A team of researchers from Stanford, MIT, Harvard, and LinkedIn recently conducted the largest experimental study to date on the impact of digital job sites on the labor market and found that weaker social connections have a greater beneficial effect on job mobility than stronger ties.

A team of Stanford, MIT, and Harvard scientists finds “weaker ties” are more beneficial for job seekers on LinkedIn. 

“A practical implication of the research is that it’s helpful to reach out to people beyond your immediate friends and colleagues when looking for a new job,” explained Erik Brynjolfsson, who is the Jerry Yang and Akiko Yamazaki Professor at Stanford University. “People with whom you have weaker ties are more likely to have information or connections that are useful and relevant.”

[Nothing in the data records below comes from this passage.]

PR #1025, opened 2022-01-19
Add ActuatorService and ReleaseController endpoints

### LINKED ISSUE #1024: Expose ActuatorOperations in API
See https://github.com/spring-cloud/spring-cloud-dataflow/issues/4758 
Add `/actuator` endpoints to the skipper API

dturanski:
resolves #1024 

The `/actuator`endpoint goes under the `/release` resource.  Following the precedent for `api/release/logs`, the functionality is similarly out of the release domain, but gets info provided by deployed app instances whose metadata are exposed via a release.  Exposed via `ReleaseController`, this adds an `ActuatorService` which also depends on `ReleaseService`, and config for the ActuatorService.  I have manually verified end-to-end functionality against the local deployer, with `time | log` deployed with 2 log instances.   

Depends on https://github.com/spring-cloud/spring-cloud-deployer-cloudfoundry/pull/385, https://github.com/spring-cloud/spring-cloud-deployer-kubernetes/pull/478, and https://github.com/spring-cloud/spring-cloud-deployer-local/pull/212

### DIFF
--- a/spring-cloud-skipper-client/src/main/java/org/springframework/cloud/skipper/client/DefaultSkipperClient.java
+++ b/spring-cloud-skipper-client/src/main/java/org/springframework/cloud/skipper/client/DefaultSkipperClient.java
@@ -1,5 +1,5 @@
 /*
- * Copyright 2017-2020 the original author or authors.
+ * Copyright 2017-2022 the original author or authors.
  *
  * Licensed under the Apache License, Version 2.0 (the "License");
  * you may not use this file except in compliance with the License.
@@ -30,6 +30,7 @@ import org.slf4j.LoggerFactory;
 
 import org.springframework.cloud.deployer.spi.app.DeploymentState;
 import org.springframework.cloud.skipper.domain.AboutResource;
+import org.springframework.cloud.skipper.domain.ActuatorPostRequest;
 import org.springframework.cloud.skipper.domain.CancelRequest;
 import org.springframework.cloud.skipper.domain.CancelResponse;
 import org.springframework.cloud.skipper.domain.Deployer;
@@ -62,6 +63,7 @@ import org.springframework.web.util.UriComponentsBuilder;
  * @author Mark Pollack
  * @author Ilayaperumal Gopinathan
  * @author Janne Valkealahti
+ * @author David Turanski
  */
 public class DefaultSkipperClient implements SkipperClient {
 
@@ -235,6 +237,43 @@ public class DefaultSkipperClient implements SkipperClient {
 						httpEntity,
 						typeReference,
 						uriVariables);
+		return resourceResponseEntity.getBody();
+	}
+
+	@Override
+	public String getFromActuator(String releaseName, String appName, String appId, String endpoint) {
+
+		Map<String, Object> uriVariables = new HashMap<>();
+		uriVariables.put("releaseName", releaseName);
+		uriVariables.put("appName", appName);
+		uriVariables.put("appId", appId);
+
+		ResponseEntity<String> resourceResponseEntity =
+				restTemplate.exchange(
+						baseUri + "/release/actuator/{releaseName}/{appName}/{appId}?endpoint=" + endpoint,
+						HttpMethod.GET,
+						null,
+						String.class,
+						uriVariables);
+
+		return resourceResponseEntity.getBody();
+	}
+
+	@Override
+	public Object postToActuator(String releaseName, String appName, String appId, ActuatorPostRequest request) {
+		Map<String, Object> uriVariables = new HashMap<>();
+		uriVariables.put("releaseName", releaseName);
+		uriVariables.put("appName", appName);
+		uriVariables.put("appId", appId);
+
+		HttpEntity<ActuatorPostRequest> httpEntity = new HttpEntity<>(request);
+		ResponseEntity<String> resourceResponseEntity =
+				restTemplate.exchange(baseUri + "/release/actuator/{releaseName}/{appName}/{appId}",
+						HttpMethod.POST,
+						httpEntity,
+						String.class,
+						uriVariables);
+
 		return resourceResponseEntity.getBody();
 	}
 
--- a/spring-cloud-skipper-client/src/main/java/org/springframework/cloud/skipper/client/DefaultSkipperClient.java
+++ b/spring-cloud-skipper-client/src/main/java/org/springframework/cloud/skipper/client/DefaultSkipperClient.java
@@ -267,11 +267,11 @@ public class DefaultSkipperClient implements SkipperClient {
 		uriVariables.put("appId", appId);
 
 		HttpEntity<ActuatorPostRequest> httpEntity = new HttpEntity<>(request);
-		ResponseEntity<String> resourceResponseEntity =
+		ResponseEntity<?> resourceResponseEntity =
 				restTemplate.exchange(baseUri + "/release/actuator/{releaseName}/{appName}/{appId}",
 						HttpMethod.POST,
 						httpEntity,
-						String.class,
+						Object.class,
 						uriVariables);
 
 		return resourceResponseEntity.getBody();
--- a/spring-cloud-skipper-client/src/main/java/org/springframework/cloud/skipper/client/SkipperClient.java
+++ b/spring-cloud-skipper-client/src/main/java/org/springframework/cloud/skipper/client/SkipperClient.java
@@ -242,19 +242,21 @@ public interface SkipperClient {
 	Release scale(String releaseName, ScaleRequest scaleRequest);
 
 	/**
+	 * Access an actuator resource for a deployed app instance.
 	 *
 	 * @param releaseName the release name
 	 * @param appName the application name
 	 * @param appId the deployer assigned guid of the app instance
 	 * @param endpoint the relative actuator path, e.g., {@code /info}
-	 * @return the contents as JSON text.
+	 * @return the contents as JSON text
 	 */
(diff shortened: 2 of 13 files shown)


spring-cloud-skipper-client/src/main/java/org/springframework/cloud/skipper/client/DefaultSkipperClient.java
```diff
@@ -238,6 +240,43 @@ public Release scale(String releaseName, ScaleRequest scaleRequest) {
...
+	public String getFromActuator(String releaseName, String appName, String appId, String endpoint) {
+
+		Map<String, Object> uriVariables = new HashMap<>();
+		uriVariables.put("releaseName", releaseName);
+		uriVariables.put("appName", appName);
+		uriVariables.put("appId", appId);
+
+		ResponseEntity<String> resourceResponseEntity =
+				restTemplate.exchange(
+						baseUri + "/release/actuator/{releaseName}/{appName}/{appId}?endpoint=" + endpoint,
```
onobc, line 253: **[UNRELATED]**: I would expect the `releaseName` to come after `release` rather than `actuator` in the path. Such as `/release/{releaseName}/(actuator|scale|etc)`.

I see the other apis do the same. Obviously not asking for a change here, just wanting to understand if it was intentional etc..

spring-cloud-skipper-client/src/main/java/org/springframework/cloud/skipper/client/DefaultSkipperClient.java
```diff
@@ -238,6 +240,43 @@ public Release scale(String releaseName, ScaleRequest scaleRequest) {
...
+
+		HttpEntity<ActuatorPostRequest> httpEntity = new HttpEntity<>(request);
+		ResponseEntity<String> resourceResponseEntity =
+				restTemplate.exchange(baseUri + "/release/actuator/{releaseName}/{appName}/{appId}",
+						HttpMethod.POST,
+						httpEntity,
+						String.class,
+						uriVariables);
+
+		return resourceResponseEntity.getBody();
```
onobc, line 277: I believe this is always returning a `String` but the API return is typed to `Object`. The `get` counterpart also returns `String`.

spring-cloud-skipper-client/src/main/java/org/springframework/cloud/skipper/client/SkipperClient.java
```diff
@@ -241,4 +240,23 @@ static SkipperClient create(String baseUrl) {
 	 * @return the status info of a release
 	 */
 	Release scale(String releaseName, ScaleRequest scaleRequest);
+
+	/**
+	 *
```
onobc, line 245: Do you mind adding a high-level comment about what this is doing?

spring-cloud-skipper-client/src/test/java/org/springframework/cloud/skipper/client/DefaultSkipperClientTests.java
```diff
@@ -210,4 +213,38 @@ public void testReleaseList() {
...
+				Collections.singletonMap("state","STOPPED"));
+		MockRestServiceServer mockServer = MockRestServiceServer.bindTo(restTemplate).build();
+		mockServer
+				.expect(requestTo("/release/actuator/tiktok/log/tiktok-log-0"))
+				.andExpect(content().json(
+						"{\"endpoint\":\"/bindings/input\",\"body\":{\"state\":\"STOPPED\"}}"))
+				.andRespond(withSuccess());
+
+		Object response = skipperClient.postToActuator(
+				"tiktok","log", "tiktok-log-0", actuatorPostRequest);
```
onobc, line 248: I think you forgot the asserts ;)

spring-cloud-skipper-server-core/src/main/java/org/springframework/cloud/skipper/server/config/SkipperServerPlatformConfiguration.java
```diff
@@ -46,36 +52,59 @@ public DeployerInitializationService deployerInitializationService(DeployerRepos
...
 	@Profile("local")
-	public Platform localDeployers(LocalPlatformProperties localPlatformProperties) {
-		List<Deployer> deployers = new ArrayList<>();
-		Map<String, LocalDeployerProperties> localDeployerPropertiesMap = localPlatformProperties.getAccounts();
-		if (localDeployerPropertiesMap.isEmpty()) {
-			localDeployerPropertiesMap.put("default", new LocalDeployerProperties());
+	@Configuration
+	static class LocalPlatformConfiguration {
+		@Bean
+		@Primary
```
onobc, line 59: Why is `@Primary` needed now?

spring-cloud-skipper-server-core/src/main/java/org/springframework/cloud/skipper/server/config/SkipperServerPlatformConfiguration.java
```diff
@@ -46,36 +52,59 @@ public DeployerInitializationService deployerInitializationService(DeployerRepos
 		return new DeployerInitializationService(deployerRepository, platforms, resolver);
 	}
 
-	@Bean
 	@Profile("local")
```
onobc, line 55: **[UNRELATED]** Is skipper only configured for local profile?

spring-cloud-skipper-server-core/src/test/java/org/springframework/cloud/skipper/server/controller/ReleaseControllerTests.java
```diff
@@ -306,6 +316,33 @@ public DeploymentState getState() {
...
+
+		mockMvc
+				.perform(get("/api/release/actuator/myTicker/myTicker.log-v1/myTicker.log-v1-0?endpoint=info"))
+				.andExpect(status().isOk()).andReturn();
+
+		verify(actuatorService, times(1))
+			.getFromActuator("myTicker", "myTicker.log-v1", "myTicker.log-v1-0","info");
+
+
+		reset(actuatorService);
```
onobc, line 332: Any reason to not split these into separate tests?

spring-cloud-skipper-client/src/test/java/org/springframework/cloud/skipper/client/DefaultSkipperClientTests.java
dturanski: the `expects` are actually asserts on the request. I don't care about the response.

spring-cloud-skipper-client/src/main/java/org/springframework/cloud/skipper/client/DefaultSkipperClient.java
dturanski: Get returns a json string, otherwise, the user needs to pass the response type which would be a PITA.  Similar reasoning for post, but user isn't always concerned about the response body, just the http status.

spring-cloud-skipper-server-core/src/main/java/org/springframework/cloud/skipper/server/config/SkipperServerPlatformConfiguration.java
dturanski: By default, its local. The `kubernetes` or `cloud` profiles are set at runtime if deployed to other platforms.

spring-cloud-skipper-server-core/src/main/java/org/springframework/cloud/skipper/server/config/SkipperServerPlatformConfiguration.java
dturanski: Because There are multiple `Platform` instances configured in the context always. The ActuatorService for the `local` profile  gets the deployer from this one.

spring-cloud-skipper-server-core/src/test/java/org/springframework/cloud/skipper/server/controller/ReleaseControllerTests.java
dturanski: I merged them because `install` takes some time.

spring-cloud-skipper-server-core/src/main/java/org/springframework/cloud/skipper/server/config/SkipperServerPlatformConfiguration.java
onobc: Might be worth adding this as a comment. Anytime I see `@Primary` it makes me "pump my brakes" and ask "why is this here?".

spring-cloud-skipper-client/src/test/java/org/springframework/cloud/skipper/client/DefaultSkipperClientTests.java
onobc: Ahh yeh, got it. Do you mind adding this as a 1 liner comment?

spring-cloud-skipper-client/src/main/java/org/springframework/cloud/skipper/client/DefaultSkipperClient.java
onobc: Yep, I was pretty sure that the main reasoning for dropping the Type support was "PITA". :) 

Might we worth calling out something about these return types in the javadocs (if you did not already).

onobc:
@dturanski changes look good - thank you for that.

dturanski:
closing - replaced by PR #1032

Brynjolfsson co-led the first large-scale, longitudinal, experimental study on the “strength of weak ties,” one of the most influential social theories of the last 100 years. The “strength of weak ties” theory maintains that infrequent, arms-length relationships – known as weak ties – are more beneficial for employment opportunities, promotions, and wages than strong ties. …

The team’s findings are detailed in a paper, titled A causal test of the strength of weak ties that published this week in the journal Science.

The strength of weak ties theory is based on the idea that weak ties allow distant clusters of people to access novel information that can lead to new opportunities, innovation, and increased productivity. The author of this theory, Mark Granovetter, argued in 1973 that weak ties are particularly helpful in delivering new employment opportunities because they introduce novel labor market information to a broader social network.